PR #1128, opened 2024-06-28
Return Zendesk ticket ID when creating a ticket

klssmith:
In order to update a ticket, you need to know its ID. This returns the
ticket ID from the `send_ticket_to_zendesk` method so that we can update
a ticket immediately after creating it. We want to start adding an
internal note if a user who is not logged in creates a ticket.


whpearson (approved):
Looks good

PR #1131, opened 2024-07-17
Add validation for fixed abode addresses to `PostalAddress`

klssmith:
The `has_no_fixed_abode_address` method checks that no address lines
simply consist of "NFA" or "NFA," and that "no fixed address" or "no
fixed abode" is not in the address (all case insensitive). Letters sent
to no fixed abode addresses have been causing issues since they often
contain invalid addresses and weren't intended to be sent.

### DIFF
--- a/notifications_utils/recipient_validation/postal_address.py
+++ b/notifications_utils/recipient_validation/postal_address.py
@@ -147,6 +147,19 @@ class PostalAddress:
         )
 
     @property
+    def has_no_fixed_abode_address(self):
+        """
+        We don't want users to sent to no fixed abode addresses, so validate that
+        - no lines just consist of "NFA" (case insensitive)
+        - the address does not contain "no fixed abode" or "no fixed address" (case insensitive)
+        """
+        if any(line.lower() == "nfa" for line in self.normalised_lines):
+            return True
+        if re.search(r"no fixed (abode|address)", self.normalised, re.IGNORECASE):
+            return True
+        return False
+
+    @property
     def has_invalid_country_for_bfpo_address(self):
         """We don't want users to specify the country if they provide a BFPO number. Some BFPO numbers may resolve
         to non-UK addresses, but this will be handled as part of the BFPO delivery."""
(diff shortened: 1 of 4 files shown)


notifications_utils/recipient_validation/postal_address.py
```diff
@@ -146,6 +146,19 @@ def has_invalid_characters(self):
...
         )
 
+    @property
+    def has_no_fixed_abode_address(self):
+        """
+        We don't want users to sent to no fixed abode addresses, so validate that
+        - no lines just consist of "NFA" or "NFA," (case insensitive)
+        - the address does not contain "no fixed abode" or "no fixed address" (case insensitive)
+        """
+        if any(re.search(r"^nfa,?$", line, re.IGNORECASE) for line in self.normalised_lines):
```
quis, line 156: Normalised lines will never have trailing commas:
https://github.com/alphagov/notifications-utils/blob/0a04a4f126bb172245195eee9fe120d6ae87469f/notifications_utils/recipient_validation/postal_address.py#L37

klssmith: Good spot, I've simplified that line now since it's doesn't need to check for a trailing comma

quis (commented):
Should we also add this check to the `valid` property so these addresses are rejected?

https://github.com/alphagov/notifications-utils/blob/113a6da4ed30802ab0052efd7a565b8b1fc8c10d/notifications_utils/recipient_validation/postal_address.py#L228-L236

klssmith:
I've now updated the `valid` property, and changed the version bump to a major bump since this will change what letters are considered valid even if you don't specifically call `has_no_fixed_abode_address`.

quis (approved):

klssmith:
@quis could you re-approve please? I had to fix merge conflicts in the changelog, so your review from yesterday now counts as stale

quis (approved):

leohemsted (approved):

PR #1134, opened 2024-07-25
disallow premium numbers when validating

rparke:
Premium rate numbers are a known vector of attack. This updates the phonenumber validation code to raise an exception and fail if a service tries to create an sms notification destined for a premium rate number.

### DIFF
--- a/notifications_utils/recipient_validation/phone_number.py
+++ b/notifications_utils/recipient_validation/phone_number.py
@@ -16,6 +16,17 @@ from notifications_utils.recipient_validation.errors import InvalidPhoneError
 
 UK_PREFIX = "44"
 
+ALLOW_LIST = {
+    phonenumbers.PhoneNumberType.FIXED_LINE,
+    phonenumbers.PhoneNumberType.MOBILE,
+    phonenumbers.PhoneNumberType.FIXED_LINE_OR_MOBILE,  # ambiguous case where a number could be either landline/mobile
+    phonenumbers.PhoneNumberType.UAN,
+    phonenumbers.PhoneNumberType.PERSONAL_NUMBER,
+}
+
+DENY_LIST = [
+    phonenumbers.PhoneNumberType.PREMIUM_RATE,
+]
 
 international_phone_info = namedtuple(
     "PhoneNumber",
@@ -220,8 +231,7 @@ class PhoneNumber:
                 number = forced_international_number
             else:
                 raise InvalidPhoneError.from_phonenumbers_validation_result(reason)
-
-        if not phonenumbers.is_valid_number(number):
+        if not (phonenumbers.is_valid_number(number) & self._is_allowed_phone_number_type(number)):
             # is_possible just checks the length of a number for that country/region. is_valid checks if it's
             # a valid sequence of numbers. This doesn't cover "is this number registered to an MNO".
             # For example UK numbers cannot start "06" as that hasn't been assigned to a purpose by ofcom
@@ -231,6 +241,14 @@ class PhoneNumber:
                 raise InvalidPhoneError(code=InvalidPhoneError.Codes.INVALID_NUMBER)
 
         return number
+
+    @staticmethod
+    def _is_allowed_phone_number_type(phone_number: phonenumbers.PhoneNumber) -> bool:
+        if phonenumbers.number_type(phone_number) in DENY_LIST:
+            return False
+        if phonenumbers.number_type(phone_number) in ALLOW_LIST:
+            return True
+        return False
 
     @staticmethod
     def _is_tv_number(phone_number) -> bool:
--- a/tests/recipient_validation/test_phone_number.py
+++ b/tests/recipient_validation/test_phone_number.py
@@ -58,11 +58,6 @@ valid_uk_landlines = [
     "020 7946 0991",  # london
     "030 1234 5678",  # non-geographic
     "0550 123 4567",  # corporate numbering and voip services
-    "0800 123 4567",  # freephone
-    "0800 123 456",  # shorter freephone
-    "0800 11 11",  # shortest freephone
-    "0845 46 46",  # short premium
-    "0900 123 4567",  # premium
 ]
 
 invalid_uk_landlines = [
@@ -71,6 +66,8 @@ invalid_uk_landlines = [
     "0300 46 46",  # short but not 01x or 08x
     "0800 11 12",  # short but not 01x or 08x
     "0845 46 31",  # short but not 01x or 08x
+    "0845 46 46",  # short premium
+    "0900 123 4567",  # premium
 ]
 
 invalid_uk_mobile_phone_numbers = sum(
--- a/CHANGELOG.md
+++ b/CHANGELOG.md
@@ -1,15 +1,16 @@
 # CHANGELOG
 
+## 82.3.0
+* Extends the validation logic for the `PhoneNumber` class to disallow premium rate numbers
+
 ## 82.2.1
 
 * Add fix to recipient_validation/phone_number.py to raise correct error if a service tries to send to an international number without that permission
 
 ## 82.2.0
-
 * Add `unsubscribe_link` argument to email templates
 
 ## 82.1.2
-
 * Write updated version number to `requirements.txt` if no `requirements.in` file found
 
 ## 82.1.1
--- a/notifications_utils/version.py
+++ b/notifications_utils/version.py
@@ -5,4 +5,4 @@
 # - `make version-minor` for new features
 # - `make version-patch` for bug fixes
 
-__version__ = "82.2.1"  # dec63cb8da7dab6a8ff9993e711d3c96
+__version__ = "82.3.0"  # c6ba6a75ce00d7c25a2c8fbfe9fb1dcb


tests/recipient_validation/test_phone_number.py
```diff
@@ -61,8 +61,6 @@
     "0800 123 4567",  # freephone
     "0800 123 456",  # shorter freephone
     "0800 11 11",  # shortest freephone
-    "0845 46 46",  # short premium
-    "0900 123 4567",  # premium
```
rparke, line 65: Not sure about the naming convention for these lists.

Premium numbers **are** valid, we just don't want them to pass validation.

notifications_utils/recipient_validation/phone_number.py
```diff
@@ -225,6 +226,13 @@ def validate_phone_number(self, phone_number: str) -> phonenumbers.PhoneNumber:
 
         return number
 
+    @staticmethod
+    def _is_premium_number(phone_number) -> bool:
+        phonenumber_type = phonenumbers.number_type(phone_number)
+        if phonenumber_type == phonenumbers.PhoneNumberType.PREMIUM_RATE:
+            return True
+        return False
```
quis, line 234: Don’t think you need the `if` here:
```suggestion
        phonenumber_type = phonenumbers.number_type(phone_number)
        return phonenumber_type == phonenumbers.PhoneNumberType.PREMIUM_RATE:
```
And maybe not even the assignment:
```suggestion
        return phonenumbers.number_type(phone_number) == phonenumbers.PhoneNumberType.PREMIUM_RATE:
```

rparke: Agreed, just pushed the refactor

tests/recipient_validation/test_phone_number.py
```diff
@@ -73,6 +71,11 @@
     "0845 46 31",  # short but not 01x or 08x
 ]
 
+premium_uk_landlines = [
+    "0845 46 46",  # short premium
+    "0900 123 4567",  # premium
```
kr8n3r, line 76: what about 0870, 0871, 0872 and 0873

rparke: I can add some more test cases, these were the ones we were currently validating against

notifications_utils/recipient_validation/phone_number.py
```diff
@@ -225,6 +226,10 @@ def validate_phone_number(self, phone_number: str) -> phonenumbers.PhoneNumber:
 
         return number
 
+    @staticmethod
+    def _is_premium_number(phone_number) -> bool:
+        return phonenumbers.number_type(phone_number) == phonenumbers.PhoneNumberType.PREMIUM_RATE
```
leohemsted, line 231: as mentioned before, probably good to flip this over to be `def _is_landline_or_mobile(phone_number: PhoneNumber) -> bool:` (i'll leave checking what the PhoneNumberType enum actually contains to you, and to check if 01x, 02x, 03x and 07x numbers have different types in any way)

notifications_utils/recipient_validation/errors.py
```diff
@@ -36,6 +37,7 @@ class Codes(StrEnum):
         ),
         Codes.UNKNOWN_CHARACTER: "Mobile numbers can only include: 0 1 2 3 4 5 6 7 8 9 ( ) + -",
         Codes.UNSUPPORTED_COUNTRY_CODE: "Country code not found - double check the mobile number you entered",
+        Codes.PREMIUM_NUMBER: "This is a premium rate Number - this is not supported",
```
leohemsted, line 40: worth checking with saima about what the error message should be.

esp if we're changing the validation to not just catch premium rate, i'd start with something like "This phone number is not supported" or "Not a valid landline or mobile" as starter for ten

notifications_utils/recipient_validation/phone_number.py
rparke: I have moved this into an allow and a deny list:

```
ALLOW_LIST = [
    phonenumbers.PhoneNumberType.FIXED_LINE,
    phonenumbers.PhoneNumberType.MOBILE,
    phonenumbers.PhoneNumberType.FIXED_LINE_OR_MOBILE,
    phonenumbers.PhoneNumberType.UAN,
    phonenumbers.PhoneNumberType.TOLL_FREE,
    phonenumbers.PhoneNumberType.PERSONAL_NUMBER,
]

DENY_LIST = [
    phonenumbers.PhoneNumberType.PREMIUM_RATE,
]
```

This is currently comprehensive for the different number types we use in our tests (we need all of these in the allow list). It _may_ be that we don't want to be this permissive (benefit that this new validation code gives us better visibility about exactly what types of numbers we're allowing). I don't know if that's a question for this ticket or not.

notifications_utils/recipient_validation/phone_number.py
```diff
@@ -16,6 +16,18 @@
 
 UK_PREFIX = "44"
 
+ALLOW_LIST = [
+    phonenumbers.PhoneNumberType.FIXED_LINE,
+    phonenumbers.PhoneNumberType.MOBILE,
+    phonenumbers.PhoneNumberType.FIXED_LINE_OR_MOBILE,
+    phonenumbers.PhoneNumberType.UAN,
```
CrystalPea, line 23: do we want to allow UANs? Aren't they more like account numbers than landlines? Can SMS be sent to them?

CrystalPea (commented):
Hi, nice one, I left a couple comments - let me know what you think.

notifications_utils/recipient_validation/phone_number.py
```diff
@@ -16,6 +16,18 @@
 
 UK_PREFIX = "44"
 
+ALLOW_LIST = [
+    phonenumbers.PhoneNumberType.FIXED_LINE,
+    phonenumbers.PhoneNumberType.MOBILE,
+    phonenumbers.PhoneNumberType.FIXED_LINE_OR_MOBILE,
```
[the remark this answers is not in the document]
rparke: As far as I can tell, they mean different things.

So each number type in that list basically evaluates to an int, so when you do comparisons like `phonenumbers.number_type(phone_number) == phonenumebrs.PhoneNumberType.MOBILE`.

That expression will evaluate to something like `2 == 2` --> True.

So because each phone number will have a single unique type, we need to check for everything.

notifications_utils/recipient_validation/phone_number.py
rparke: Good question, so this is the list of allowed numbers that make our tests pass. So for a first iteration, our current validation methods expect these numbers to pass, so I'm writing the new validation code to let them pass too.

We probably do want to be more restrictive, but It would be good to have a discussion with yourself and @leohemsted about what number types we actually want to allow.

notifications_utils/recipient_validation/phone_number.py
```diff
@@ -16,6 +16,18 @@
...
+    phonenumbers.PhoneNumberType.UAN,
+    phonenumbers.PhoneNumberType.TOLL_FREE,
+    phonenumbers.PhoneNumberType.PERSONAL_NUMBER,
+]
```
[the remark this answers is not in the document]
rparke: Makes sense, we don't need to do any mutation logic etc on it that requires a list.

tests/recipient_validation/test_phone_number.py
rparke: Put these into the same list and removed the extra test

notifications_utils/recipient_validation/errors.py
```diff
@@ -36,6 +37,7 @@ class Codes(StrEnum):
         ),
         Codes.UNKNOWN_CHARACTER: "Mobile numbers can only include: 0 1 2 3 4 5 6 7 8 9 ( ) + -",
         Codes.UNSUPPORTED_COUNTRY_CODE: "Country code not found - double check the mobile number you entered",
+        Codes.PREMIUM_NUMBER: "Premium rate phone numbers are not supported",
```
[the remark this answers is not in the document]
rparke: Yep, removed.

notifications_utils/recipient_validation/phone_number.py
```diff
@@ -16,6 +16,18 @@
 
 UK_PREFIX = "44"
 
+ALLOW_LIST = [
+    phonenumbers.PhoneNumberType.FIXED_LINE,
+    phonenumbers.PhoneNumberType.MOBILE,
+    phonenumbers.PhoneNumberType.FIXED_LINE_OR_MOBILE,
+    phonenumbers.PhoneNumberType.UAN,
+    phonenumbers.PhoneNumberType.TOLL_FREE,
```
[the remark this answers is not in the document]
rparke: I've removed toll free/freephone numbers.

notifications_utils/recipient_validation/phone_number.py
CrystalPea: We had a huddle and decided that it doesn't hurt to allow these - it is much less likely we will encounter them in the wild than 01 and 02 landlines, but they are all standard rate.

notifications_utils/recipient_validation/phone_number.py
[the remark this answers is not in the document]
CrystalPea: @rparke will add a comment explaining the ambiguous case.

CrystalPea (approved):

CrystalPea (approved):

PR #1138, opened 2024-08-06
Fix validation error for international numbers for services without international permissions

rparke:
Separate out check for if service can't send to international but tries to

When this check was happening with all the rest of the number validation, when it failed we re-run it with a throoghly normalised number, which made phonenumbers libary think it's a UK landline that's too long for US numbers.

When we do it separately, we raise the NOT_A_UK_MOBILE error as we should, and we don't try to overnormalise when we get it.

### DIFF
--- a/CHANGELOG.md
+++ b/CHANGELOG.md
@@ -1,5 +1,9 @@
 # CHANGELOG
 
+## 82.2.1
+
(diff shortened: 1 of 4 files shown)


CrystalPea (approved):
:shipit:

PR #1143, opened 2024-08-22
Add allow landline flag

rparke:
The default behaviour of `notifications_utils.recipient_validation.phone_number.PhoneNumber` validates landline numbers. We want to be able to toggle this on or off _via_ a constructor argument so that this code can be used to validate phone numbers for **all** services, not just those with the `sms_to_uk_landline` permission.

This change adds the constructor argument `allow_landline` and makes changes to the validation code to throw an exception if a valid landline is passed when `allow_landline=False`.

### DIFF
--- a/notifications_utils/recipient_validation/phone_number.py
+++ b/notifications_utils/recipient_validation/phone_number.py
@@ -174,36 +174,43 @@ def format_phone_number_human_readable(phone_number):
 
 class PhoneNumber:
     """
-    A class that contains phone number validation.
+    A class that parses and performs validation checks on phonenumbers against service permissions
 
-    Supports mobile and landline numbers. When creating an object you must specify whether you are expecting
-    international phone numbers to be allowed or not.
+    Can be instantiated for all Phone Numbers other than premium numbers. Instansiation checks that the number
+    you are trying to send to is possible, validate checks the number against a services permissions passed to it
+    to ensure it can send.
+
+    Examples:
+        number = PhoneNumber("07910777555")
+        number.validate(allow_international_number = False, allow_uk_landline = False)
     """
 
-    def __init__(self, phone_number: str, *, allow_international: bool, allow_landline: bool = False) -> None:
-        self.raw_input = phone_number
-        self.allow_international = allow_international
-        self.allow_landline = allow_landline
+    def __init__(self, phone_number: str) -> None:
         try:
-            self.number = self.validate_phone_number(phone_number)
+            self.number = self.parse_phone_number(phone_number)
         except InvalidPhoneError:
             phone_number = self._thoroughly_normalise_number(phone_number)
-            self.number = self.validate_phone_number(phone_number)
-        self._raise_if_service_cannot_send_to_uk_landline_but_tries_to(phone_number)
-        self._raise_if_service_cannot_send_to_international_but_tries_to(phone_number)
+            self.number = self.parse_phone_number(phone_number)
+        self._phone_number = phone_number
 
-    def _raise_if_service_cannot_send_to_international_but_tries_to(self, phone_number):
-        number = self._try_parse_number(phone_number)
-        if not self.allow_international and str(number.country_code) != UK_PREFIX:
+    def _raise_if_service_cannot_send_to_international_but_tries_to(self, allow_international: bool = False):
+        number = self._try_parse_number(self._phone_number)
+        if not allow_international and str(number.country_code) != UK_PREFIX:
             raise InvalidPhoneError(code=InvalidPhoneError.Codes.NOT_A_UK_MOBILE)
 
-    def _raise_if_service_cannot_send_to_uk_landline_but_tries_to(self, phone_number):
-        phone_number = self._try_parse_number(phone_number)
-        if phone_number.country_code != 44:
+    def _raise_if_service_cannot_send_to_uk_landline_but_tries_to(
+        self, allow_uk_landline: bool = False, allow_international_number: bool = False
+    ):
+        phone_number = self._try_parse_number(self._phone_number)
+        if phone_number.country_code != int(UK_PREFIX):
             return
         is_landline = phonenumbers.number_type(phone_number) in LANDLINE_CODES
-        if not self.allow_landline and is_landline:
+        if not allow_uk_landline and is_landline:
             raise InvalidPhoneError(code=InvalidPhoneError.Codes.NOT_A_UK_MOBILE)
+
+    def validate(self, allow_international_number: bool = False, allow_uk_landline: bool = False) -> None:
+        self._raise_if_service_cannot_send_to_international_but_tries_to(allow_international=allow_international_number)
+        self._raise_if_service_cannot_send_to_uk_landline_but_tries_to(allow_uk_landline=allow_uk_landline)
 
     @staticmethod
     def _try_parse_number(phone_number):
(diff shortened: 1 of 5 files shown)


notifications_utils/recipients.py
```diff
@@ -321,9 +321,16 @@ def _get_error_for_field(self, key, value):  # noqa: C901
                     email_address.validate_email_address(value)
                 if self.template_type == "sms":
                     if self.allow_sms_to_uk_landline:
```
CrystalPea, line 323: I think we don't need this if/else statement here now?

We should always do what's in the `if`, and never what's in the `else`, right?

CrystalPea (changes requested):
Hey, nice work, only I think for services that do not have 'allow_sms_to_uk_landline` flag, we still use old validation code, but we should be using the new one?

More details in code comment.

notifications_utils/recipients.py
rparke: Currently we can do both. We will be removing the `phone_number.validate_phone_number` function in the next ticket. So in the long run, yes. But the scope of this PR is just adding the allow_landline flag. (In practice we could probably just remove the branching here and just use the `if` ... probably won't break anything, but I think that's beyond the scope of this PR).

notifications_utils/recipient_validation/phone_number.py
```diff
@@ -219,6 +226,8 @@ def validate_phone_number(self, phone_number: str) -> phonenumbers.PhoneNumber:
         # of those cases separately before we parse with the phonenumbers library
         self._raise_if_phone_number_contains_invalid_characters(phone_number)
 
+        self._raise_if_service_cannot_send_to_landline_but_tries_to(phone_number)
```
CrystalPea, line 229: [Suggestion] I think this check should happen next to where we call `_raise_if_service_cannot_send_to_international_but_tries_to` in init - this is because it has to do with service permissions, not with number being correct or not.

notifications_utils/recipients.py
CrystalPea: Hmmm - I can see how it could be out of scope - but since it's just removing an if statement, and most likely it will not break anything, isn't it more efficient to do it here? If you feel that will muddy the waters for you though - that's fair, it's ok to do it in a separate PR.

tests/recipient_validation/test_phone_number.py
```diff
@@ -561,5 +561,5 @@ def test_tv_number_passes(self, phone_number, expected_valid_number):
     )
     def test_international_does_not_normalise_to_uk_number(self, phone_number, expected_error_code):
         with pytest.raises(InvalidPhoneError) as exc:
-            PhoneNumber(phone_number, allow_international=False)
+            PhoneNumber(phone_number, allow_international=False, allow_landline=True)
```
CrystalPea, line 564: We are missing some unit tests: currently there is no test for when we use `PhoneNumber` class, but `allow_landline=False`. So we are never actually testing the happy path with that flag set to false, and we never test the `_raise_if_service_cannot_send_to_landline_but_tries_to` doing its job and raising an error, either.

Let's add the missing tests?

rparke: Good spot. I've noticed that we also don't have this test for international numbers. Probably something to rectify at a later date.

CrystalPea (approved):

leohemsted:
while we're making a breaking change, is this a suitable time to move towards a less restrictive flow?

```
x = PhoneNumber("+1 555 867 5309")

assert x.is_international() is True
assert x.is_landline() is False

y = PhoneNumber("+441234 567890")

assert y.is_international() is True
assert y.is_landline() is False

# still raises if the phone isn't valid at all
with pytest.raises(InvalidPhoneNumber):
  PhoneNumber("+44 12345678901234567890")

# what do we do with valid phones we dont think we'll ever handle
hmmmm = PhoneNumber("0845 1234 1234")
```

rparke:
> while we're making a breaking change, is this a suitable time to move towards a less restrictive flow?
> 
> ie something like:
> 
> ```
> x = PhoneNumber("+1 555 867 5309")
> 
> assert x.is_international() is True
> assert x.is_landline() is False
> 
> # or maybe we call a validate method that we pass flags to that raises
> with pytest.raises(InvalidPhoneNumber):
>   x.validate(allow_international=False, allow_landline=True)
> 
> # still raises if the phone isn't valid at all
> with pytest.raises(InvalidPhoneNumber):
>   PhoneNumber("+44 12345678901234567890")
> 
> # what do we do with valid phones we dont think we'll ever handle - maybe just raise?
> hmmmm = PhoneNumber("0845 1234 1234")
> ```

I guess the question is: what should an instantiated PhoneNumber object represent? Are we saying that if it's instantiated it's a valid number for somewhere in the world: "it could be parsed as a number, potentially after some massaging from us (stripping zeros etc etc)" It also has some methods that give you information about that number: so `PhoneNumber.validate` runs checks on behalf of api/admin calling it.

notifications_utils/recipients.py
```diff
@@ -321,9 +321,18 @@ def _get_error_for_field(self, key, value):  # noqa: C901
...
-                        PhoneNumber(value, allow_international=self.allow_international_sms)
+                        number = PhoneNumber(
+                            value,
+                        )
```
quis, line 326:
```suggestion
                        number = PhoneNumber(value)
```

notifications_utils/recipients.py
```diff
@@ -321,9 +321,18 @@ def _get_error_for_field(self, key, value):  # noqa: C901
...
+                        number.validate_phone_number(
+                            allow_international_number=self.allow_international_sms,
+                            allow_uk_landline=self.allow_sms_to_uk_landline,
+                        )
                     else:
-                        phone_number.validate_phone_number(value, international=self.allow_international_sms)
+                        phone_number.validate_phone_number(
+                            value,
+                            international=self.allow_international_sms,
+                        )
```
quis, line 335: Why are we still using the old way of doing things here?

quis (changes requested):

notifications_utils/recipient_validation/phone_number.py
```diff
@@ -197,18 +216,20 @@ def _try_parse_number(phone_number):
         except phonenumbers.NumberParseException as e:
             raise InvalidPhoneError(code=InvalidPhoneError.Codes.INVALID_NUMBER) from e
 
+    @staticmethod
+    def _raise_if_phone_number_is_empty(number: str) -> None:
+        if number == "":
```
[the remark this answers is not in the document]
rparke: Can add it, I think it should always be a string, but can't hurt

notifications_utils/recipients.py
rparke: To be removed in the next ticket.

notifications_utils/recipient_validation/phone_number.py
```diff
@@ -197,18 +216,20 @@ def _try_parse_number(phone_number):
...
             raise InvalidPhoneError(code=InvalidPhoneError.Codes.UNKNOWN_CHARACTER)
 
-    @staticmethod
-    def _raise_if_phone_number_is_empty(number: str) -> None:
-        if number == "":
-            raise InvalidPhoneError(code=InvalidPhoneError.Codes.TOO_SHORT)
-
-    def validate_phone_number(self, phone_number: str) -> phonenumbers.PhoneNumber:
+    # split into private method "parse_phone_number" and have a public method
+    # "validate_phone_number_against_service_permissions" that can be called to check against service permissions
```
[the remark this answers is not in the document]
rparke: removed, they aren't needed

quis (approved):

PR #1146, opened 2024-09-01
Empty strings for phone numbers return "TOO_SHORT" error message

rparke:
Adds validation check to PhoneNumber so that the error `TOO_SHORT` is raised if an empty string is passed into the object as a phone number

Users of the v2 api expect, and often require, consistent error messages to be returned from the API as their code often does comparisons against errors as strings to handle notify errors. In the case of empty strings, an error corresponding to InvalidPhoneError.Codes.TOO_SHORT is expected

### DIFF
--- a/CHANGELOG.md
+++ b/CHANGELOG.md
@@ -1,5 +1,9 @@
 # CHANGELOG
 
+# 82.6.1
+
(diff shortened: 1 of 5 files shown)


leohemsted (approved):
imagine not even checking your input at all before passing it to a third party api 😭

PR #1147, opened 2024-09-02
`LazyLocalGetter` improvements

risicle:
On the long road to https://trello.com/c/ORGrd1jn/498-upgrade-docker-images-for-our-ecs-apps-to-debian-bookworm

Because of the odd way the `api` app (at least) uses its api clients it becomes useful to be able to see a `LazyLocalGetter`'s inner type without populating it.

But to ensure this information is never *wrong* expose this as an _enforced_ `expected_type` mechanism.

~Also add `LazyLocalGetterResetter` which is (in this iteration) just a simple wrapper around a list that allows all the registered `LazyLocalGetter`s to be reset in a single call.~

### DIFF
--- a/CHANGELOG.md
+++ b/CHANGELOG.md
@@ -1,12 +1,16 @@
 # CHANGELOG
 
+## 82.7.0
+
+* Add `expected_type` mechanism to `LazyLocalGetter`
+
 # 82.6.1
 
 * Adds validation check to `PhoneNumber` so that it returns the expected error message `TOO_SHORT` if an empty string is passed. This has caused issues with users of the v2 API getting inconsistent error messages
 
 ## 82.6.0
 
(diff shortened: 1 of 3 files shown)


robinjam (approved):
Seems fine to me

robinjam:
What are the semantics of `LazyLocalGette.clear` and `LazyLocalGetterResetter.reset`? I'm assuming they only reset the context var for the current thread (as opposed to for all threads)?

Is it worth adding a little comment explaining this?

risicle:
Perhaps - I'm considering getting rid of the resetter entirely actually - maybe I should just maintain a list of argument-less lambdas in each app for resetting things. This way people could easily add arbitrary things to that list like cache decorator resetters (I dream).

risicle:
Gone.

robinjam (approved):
§ §
* **TASK PROMPT**:
Your answer should be one number, the count of lines in the records that contain the string "doing".

* **FINISHED EXERCISE**:
2